# EN: pendant / depuis + indication de temps



## MrNoname

Bonjour,

J'ai un doute concernant la formulation en Anglais de deux type de phrases.

Ce serait du genre,

La première :

- J'ai joué de la guitare pendant 4 ans. (Mais maintenant je n'en fais plus)

Je dirais : I've played guitar (over/for/during ?) 4 years.

La seconde :

- Je joue de la guitare depuis 4 ans. (Donc j'en joue encore)

Je dirais : I've been playing guitar for 4 years now.

La seconde me semble juste mais c'est la première, comme vous pouvez le constater, qui me pose problème. 

Comment exprimer que j'ai pratiqué pendant un certain temps mais que maintenant c'est terminé.

Merci


----------



## Lizara

For the first one, you should say "I played guitar for four years".  Putting it in the past tense implies that you're no longer doing it.  If you want, you could clarify afterwards that you're no longer doing it, e.g. "I played guitar for four years, but I don't play any more."  

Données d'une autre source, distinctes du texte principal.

PR #3901, opened 2015-09-12
[ticket/13716] Check phpBB version constant against config version

Zoddo:
On the ACP display a warning if the version constant (files) does not
match the `phpbb_config` version (often indicating that the database updater
hasn't been run)

[PHPBB3-13716](https://tracker.phpbb.com/browse/PHPBB3-13716)

### DIFF
--- a/phpBB/adm/style/acp_update.html
+++ b/phpBB/adm/style/acp_update.html
@@ -6,11 +6,16 @@
 
 <p>{L_VERSION_CHECK_EXPLAIN}</p>
 
+<!-- IF S_UPDATE_INCOMPLETE -->
+	<div class="errorbox">
+		<p>{L_UPDATE_INCOMPLETE} {L_UPDATE_INCOMPLETE_MORE}</p>
+	</div>
+<!-- ENDIF -->
 <!-- IF S_UP_TO_DATE -->
 	<div class="successbox">
 		<p>{L_VERSION_UP_TO_DATE_ACP} - <a href="{U_VERSIONCHECK_FORCE}">{L_VERSIONCHECK_FORCE_UPDATE}</a></p>
 	</div>
-<!-- ELSE -->
+<!-- ELSEIF not S_UPDATE_INCOMPLETE -->
 	<div class="errorbox">
 		<p>{L_VERSION_NOT_UP_TO_DATE_ACP} - <a href="{U_VERSIONCHECK_FORCE}">{L_VERSIONCHECK_FORCE_UPDATE}</a></p>
 	</div>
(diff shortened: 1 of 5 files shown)


Zoddo:
It's possible that the text contains some formulation and typo errors (the english isn't that in which I'm better).

phpBB/language/en/install.php
```diff
@@ -439,6 +440,7 @@
 	'FILES_NOT_MODIFIED_EXPLAIN'	=> 'The following files are not modified and represent the original phpBB files from the version you want to update from.',
 	'FILES_UP_TO_DATE'				=> 'Already updated files',
 	'FILES_UP_TO_DATE_EXPLAIN'		=> 'The following files are already up to date and do not need to be updated.',
+	'FILES_VERSION'					=> 'Files version',
```
VSEphpbb: Files version doesn't sound right. Either "Package version" or "Package version installed"

I would also use `PACKAGE_VERSION` instead of `FILES_VERSION` here and elsewhere.

phpBB/language/en/install.php
```diff
@@ -530,6 +532,27 @@
 	'UPDATE_DATABASE_SCHEMA'		=> 'Updating database schema',
 	'UPDATE_FILES'					=> 'Update files',
 	'UPDATE_FILES_NOTICE'			=> 'Please make sure you have updated your board files too, this file is only updating your database.',
+	'UPDATE_INCOMPLETE'				=> 'Your phpBB installation has not been correctly updated.',
```
VSEphpbb: All of this here seems like a big confusing mess of information (to me, and so probably to anybody else). It's also not necessary to have installation instructions in the middle of the installation process.

All you are checking is if the db version is < the package version. If that's true, all that means is the user needs to run the database update script. So just provide a link to the update script at root/install/database_update.php.

VSEphpbb: Like instead of all that, just explain that it appears the database has not yet been updated...here's the link to do so...

Zoddo: > All of this here seems like a verbose mess of information not really needed.

Why don't write an explicative text? This can be benefit for administrators that don't have much knowledge of phpBB. Or there is some reason to not include this text?

> So just provide a link to the update script at root/install/database_update.php

Yes, but the `install` folder may have been deleted and some administrators can be novice, so I think that we need to explain to the user, the complete way to retrieve the archive and finish the update.

VSEphpbb: This will only appear to somebody who has already downloaded and installed the latest package. So re-explaining to them where and how to get the latest package is redundant.

If the user deleted their install folder, they will get an error that it couldn't be found. So all you have to explain here is that users should visit the database_update script, and if it is missing, they should download the package version from phpbb.com again, upload the install folder, and then visit the script.

Nicofuma: bump, whats up here?

phpBB/adm/style/acp_update.html
```diff
@@ -18,10 +23,21 @@
...
 <fieldset>
 	<legend></legend>
+	<!-- IF not S_UPDATE_INCOMPLETE -->
 	<dl>
 		<dt><label>{L_CURRENT_VERSION}</label></dt>
 		<dd><strong>{CURRENT_VERSION}</strong></dd>
 	</dl>
+	<!-- ELSE -->
+	<dl>
+		<dt><label>{L_FILES_VERSION}</label></dt>
```
Nicofuma: This language string is missing

phpBB/language/en/install.php
Zoddo: So delete extras informations and just keep a short text that say to run database_update?

Nicofuma: to run database_update or the cli command yes

phpBB/adm/style/acp_update.html
Nicofuma: @Zoddo bump

Nicofuma: @Zoddo bump again

marc1706:
Closing as there is now #4281

PR #3904, opened 2015-09-13
[ticket/14162] Add CLI commands to manage migrations

Zoddo:
| Command | Description |
| ------------- | -------------- |
| db:list | List all installed and not installed migrations. |
| db:revert | Revert a migration. |

Note: For `db:list`, the class is named `list_command`, because `list` is a reserved word and can't be used as class name in PHP.

[PHPBB3-14162](https://tracker.phpbb.com/browse/PHPBB3-14162)

### DIFF
--- a/phpBB/language/en/cli.php
+++ b/phpBB/language/en/cli.php
@@ -51,6 +51,7 @@ $lang = array_merge($lang, array(
 	'CLI_DESCRIPTION_CRON_RUN'					=> 'Runs all ready cron tasks.',
 	'CLI_DESCRIPTION_CRON_RUN_ARGUMENT_1'		=> 'Name of the task to be run',
 	'CLI_DESCRIPTION_DB_MIGRATE'				=> 'Updates the database by applying migrations.',
+	'CLI_DESCRIPTION_DB_REVERT'					=> 'Revert a migration.',
 	'CLI_DESCRIPTION_DELETE_CONFIG'				=> 'Deletes a configuration option',
 	'CLI_DESCRIPTION_DISABLE_EXTENSION'			=> 'Disables the specified extension.',
 	'CLI_DESCRIPTION_ENABLE_EXTENSION'			=> 'Enables the specified extension.',
@@ -93,6 +94,8 @@ $lang = array_merge($lang, array(
 	'CLI_EXTENSIONS_ENABLED'			=> 'Enabled',
 
 	'CLI_FIXUP_RECALCULATE_EMAIL_HASH_SUCCESS'	=> 'Successfully recalculated all email hashes.',
+
+	'CLI_MIGRATION_NAME'					=> 'Migration name, including the namespace (use forward slashes instead of backslashes to avoid problems).',
 
 	'CLI_REPARSER_REPARSE_REPARSING'		=> 'Reparsing %1$s (range %2$d..%3$d)',
 	'CLI_REPARSER_REPARSE_REPARSING_START'	=> 'Reparsing %s...',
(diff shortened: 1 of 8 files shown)


phpBB/phpbb/console/command/db/list_command.php
```diff
@@ -0,0 +1,69 @@
...
+			{
+				$uninstalled[] = $name;
+			}
+		}
+
+		if (!empty($installed) && $show_installed)
+		{
+			$output->writeln('<info>' . $this->user->lang('CLI_MIGRATION_INSTALLED') . $this->user->lang('COLON') . '</info>');
+			$output->writeln($installed);
+		}
```
Nicofuma: You should display a message if there isn't any installed migration

phpBB/phpbb/console/command/db/list_command.php
```diff
@@ -0,0 +1,69 @@
...
+
+		if (!empty($installed) && $show_installed && !empty($uninstalled))
+		{
+			$output->writeln('');
+		}
+
+		if (!empty($uninstalled))
```
Nicofuma: You should display a message if there isn't any uninstalled migration

Nicofuma: by the way, this list will also be displayed without the option `-u`

phpBB/phpbb/console/command/db/list_command.php
```diff
@@ -0,0 +1,69 @@
...
+		{
+			$output->writeln('<info>' . $this->user->lang('CLI_MIGRATION_UNINSTALLED') . $this->user->lang('COLON') . '</info>');
```
Nicofuma: I don't think uninstall is a good name here: thes migrations can be both uninstalled and not installed. I'd prefer the more generic `not installed`or `available` here

Nicofuma:
beside my comments, :+1:

phpBB/phpbb/console/command/db/list_command.php
imkingdavid: +1 for `available` rather than `not installed` or `uninstalled`

Zoddo:
@Nicofuma : Done

phpBB/language/en/cli.php
```diff
@@ -50,7 +50,9 @@
 	'CLI_DESCRIPTION_CRON_LIST'					=> 'Prints a list of ready and unready cron jobs.',
 	'CLI_DESCRIPTION_CRON_RUN'					=> 'Runs all ready cron tasks.',
 	'CLI_DESCRIPTION_CRON_RUN_ARGUMENT_1'		=> 'Name of the task to be run',
+	'CLI_DESCRIPTION_DB_LIST'					=> 'List all installed and not installed migrations.',
```
VSEphpbb: List all installed, and uninstalled, migrations.

phpBB/language/en/cli.php
```diff
@@ -94,6 +96,12 @@
 
 	'CLI_FIXUP_RECALCULATE_EMAIL_HASH_SUCCESS'	=> 'Successfully recalculated all email hashes.',
 
+	'CLI_MIGRATION_NAME'					=> 'Full migration name (you can replace the antislashs by slashs to avoid problems)',
```
VSEphpbb: Is it name or path and name?
Rewrite: (use forward slashes instead of backslashes to avoid problems)

Zoddo: It's the class name (including namespace)

VSEphpbb: Then please say that: 
> Migration name, including the namespace (use forward slashes instead of backslashes to avoid problems).

Zoddo:
@VSEphpbb : Done :)

marc1706:
:+1:

PR #3905, opened 2015-09-13
[ticket/14078] Fix SQL error when editing a post with a quote

Zoddo:
[PHPBB3-14078](https://tracker.phpbb.com/browse/PHPBB3-14078)


Zoddo:
!set Blocker

PR #3906, opened 2015-09-13
[ticket/14164] Add instructions to use the CLI for database updates

Zoddo:
[PHPBB3-14164](https://tracker.phpbb.com/browse/PHPBB3-14164)

### DIFF
--- a/phpBB/docs/INSTALL.html
+++ b/phpBB/docs/INSTALL.html
@@ -265,7 +265,7 @@
 
 <p>If you are currently using a stable release of phpBB, updating to this version is straightforward. You would have downloaded one of four packages and your choice determines what you need to do. <strong>Note</strong>: Before updating, we heavily recommend you do a <em>full backup of your database and existing phpBB files</em>! If you are unsure how to achieve this please ask your hosting provider for advice.</p>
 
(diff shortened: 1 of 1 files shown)


VSEphpbb:
Should probably say something more like: 
> If you have ssh access to your server, you may wish to update via the command line interface. From your board's root, execute the following command

Nicofuma:
:+1: for both of you ;)

Oyabun1:
It probably needs to be clear that the CLI command is only for updating the database, so maybe:
> If you have shell access to your server, you may wish to perform the database update via the command line interface. From your board's root, execute the following command: <code>php bin/phpbbcli.php --safe-mode db:migrate</code>.

VSEphpbb:
> have a shell

is wrong.. Remove the "a"

Zoddo:
@VSEphpbb : Done

bantu:
This goes into the right direction, but it unfortunately looks kind of half-baked right now. `4.i. Full package` to `4.iii. Patch file` still make direct references to (only) `install/database_update.php`.

Zoddo:
@bantu : Done :)

PR #432, opened 2018-06-20
 Fixed bug involving passing in invalid image tarball 

ArthurRab:
Passing an invalid tarball into compare_ids_test would give a false
passing test. Added fix for this as well as a message to stderr which clearly
states that there was an issue extracting a manifest.json, and to make
sure the tarball is a valid image tarball.

Also changed compare_ids_test attr 'tars' to 'images' for clarity
(This will break the usage of the rule in our private repo and base-images-docker. I will fix this.)

### DIFF
--- a/contrib/extract_image_id.sh
+++ b/contrib/extract_image_id.sh
@@ -20,7 +20,11 @@ test -e $tar_path
 
 # Extracts the manifest.json file from the image's tarball
 # and finds the image id in it
-tar -xf $tar_path "manifest.json"
+if tar -xf $tar_path "manifest.json"; then :
+else
+  echo Unable to extract manifest.json, make sure $tar_path is a valid docker image. >&2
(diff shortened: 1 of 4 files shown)


ArthurRab:
If possible, could we merge this through rebase? These two commits have fairly distinct changes.
Not a huge issue either way though.

contrib/extract_image_id.sh
```diff
@@ -20,7 +20,13 @@ test -e $tar_path
 
 # Extracts the manifest.json file from the image's tarball
 # and finds the image id in it
-tar -xf $tar_path "manifest.json"
+if tar -xf $tar_path "manifest.json"
```
xingao267: can you do the if something then: in one line?

ArthurRab: Changed

PR #435, opened 2018-06-24
Return providers from all container rules

kerinin:
* Use DefaultInfo for `files` and `runfiles`
* Provide rule-specific providers for each rule
* Retain the legacy return struct for backwards compatability

Label attributes can validate values by provider. Returning typed
providers allows rules to be explicit about which container rules they
accept.

I'm working on bazel rules to wrap Helm functionality and I'd like to be able to declare the images used by a helm chart. Restricting the allowed labels allows me to make assumptions about the label's executable (for instance, how to configure a `container_push` executable's `PYTHON_RUNFILES` env var when calling it from another executable).

### DIFF
--- a/container/layer.bzl
+++ b/container/layer.bzl
@@ -40,6 +40,7 @@ load(
     _canonicalize_path = "canonicalize",
     _join_path = "join",
 )
+load("//container:providers.bzl", "LayerInfo")
 
 def _magic_path(ctx, f, output_layer):
     # Right now the logic this uses is a bit crazy/buggy, so to support
@@ -109,16 +110,6 @@ def zip_layer(ctx, layer):
     zipped_layer = _gzip(ctx, layer)
     return zipped_layer, _sha256(ctx, zipped_layer)
 
-# A provider containing information needed in container_image and other rules.
-
-LayerInfo = provider(fields = [
-    "zipped_layer",
-    "blob_sum",
-    "unzipped_layer",
-    "diff_id",
-    "env",
-])
-
 def _impl(
         ctx,
         name = None,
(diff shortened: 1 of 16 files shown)


container/layer.bzl
```diff
@@ -150,7 +141,7 @@ def _impl(
   """
     name = name or ctx.label.name
     file_map = file_map or {}
-    files = files or ctx.files.files
+    files = files or ctx.files.files # providers?
```
nlopezgi: ?

container/providers.bzl
```diff
@@ -0,0 +1,45 @@
...
+# A provider containing information needed in container_image and other rules.
+LayerInfo = provider(fields = [
+    "zipped_layer",
+    "blob_sum",
+    "unzipped_layer",
+    "diff_id",
+    "env",
+])
+
+# A provier identifying container_push rules
```
nlopezgi: A provider containing information exposed by container_push rules

container/providers.bzl
```diff
@@ -0,0 +1,45 @@
...
+# distributed under the License is distributed on an "AS IS" BASIS,
+# WITHOUT WARRANTIES OR CONDITIONS OF ANY KIND, either express or implied.
+# See the License for the specific language governing permissions and
+# limitations under the License.
+"""Provider definitions"""
+
+# A provider containing information about a container bundle
+BundleInfo = provider(fields = ["container_images", "stamp"])
+
+# A provider identifying container_flatten rules
```
nlopezgi: Suggestion:
"A provider containing information exposed by container_flatten rules"
or
"A provider containing information about a ..."
Same for other comments - try to pick one of the two options above, or another you think is best, and use it uniformly for all comments.

container/providers.bzl
```diff
@@ -0,0 +1,45 @@
...
+FlattenInfo = provider()
+
+# A provider containing information needed in container_push and other rules
```
nlopezgi: A provider containing information exposed by image_config rules (same for other comments below?)

Issue #443, opened 2018-07-04
rules_docker failing in Bazel CI


lfpino:
Hi there,

rules_docker is broken in Bazel CI because of rules_scala (https://github.com/bazelbuild/bazel/issues/5483). Example: https://buildkite.com/bazel/bazel-with-downstream-projects-bazel/builds/330#cf73d6ae-6ba4-4cc6-b54a-64890ec0c115

To fix this the rules_scala version needs to be updated.

PR #444, opened 2018-07-04
Update rules_scala

cushon:
Fixes bazelbuild/rules_docker#443


erain:
It looks like bzl formatter is complaining, and also `//container:image_test` test failed.

cushon:
Thanks, I reformatted and fixed `//container:image_test`.

PR #448, opened 2018-07-05
Recode extract_image_id.sh in python (as well as the compare_ids_test rule)

ArthurRab:
Changed extract_image_id.sh to extract_image_id.py, 
all uses of it will need to be converted over.


contrib/compare_ids_test.bzl
```diff
@@ -24,19 +24,15 @@ def _compare_ids_test_impl(ctx):
...
     runfiles = ctx.runfiles(files = tar_files + [ctx.file._id_extract_script])
 
     ctx.actions.expand_template(
         template = ctx.file._executable_template,
         output = ctx.outputs.executable,
         substitutions = {
             "{id}": ctx.attr.id,
-            "{tars}": tars_string,
-            "{id_script_path}": ctx.file._id_extract_script.short_path,
+            "{tars}": repr([i.short_path for i in tar_files]),
```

Your second translation sounds fine to me.


----------



## Wopsy

La première: I played the guitar for four years. (Not *I've* played)
La seconde est bonne. Moi je dirais *the* guitar


----------



## pieanne

I played the guitar for 4 years


----------



## MrNoname

Thanks all. In fact, what confused me if sentence like "How long have you lived where you live now ?" which I would translate to the following sentence in French " Combien de temps as-tu vécu là où tu vis ?", which sounds like an approximative way of saying things to me.

-Pendant combien de temps as-tu vécu en France ? (Tu n'y vis plus)
I'd say : How long have you lived in France ?
-Depuis combien de temps vis-tu en France ? (Tu y vis encore)
I'd say : How long have you been living in France ?

Am I correct ?


----------



## pieanne

MrNoname said:


> Thanks Lizara. In fact, what confused me if sentence like "How long have you lived where you live now ?" which I would translate to the following sentence in French " Combien de temps as-tu vécu la où tu vis ?", which sounds like an approximative way of saying things to me.
> 
> -Pendant combien de temps as-tu vécu en France ? (Tu n'y vis plus)
> I'd say : How long have you lived in France ? how long did you live in France?
> -Depuis combien de temps vis-tu en France ? (Tu y vis encore)
> I'd say : How long have you been living in France ?
> 
> Am I correct ?


----------



## Wopsy

The word 'have' brings you up to now in English. 'I have (I've) lived in Dublin for 20 years' means I'm still living there.    'I lived in Dublin for 20 years' means I no longer live there.


----------



## MrNoname

Wopsy said:


> The word 'have' brings you up to now in English. 'I have (I've) lived in Dublin for 20 years' means I'm still living there.    'I lived in Dublin for 20 years' means I no longer live there.


Thanks.
If I understand well, "I have lived in Dublin for 20 years" would mean the same thing as "I've been living in Dublin for 20 years" ? Right ?


----------



## Wopsy

That's it!


----------



## MrNoname

Wopsy said:


> That's it!



Ok then, I get it.

Thanks again to all of you.


----------



## MrNoname

Another question for which a new thread isn't necessary.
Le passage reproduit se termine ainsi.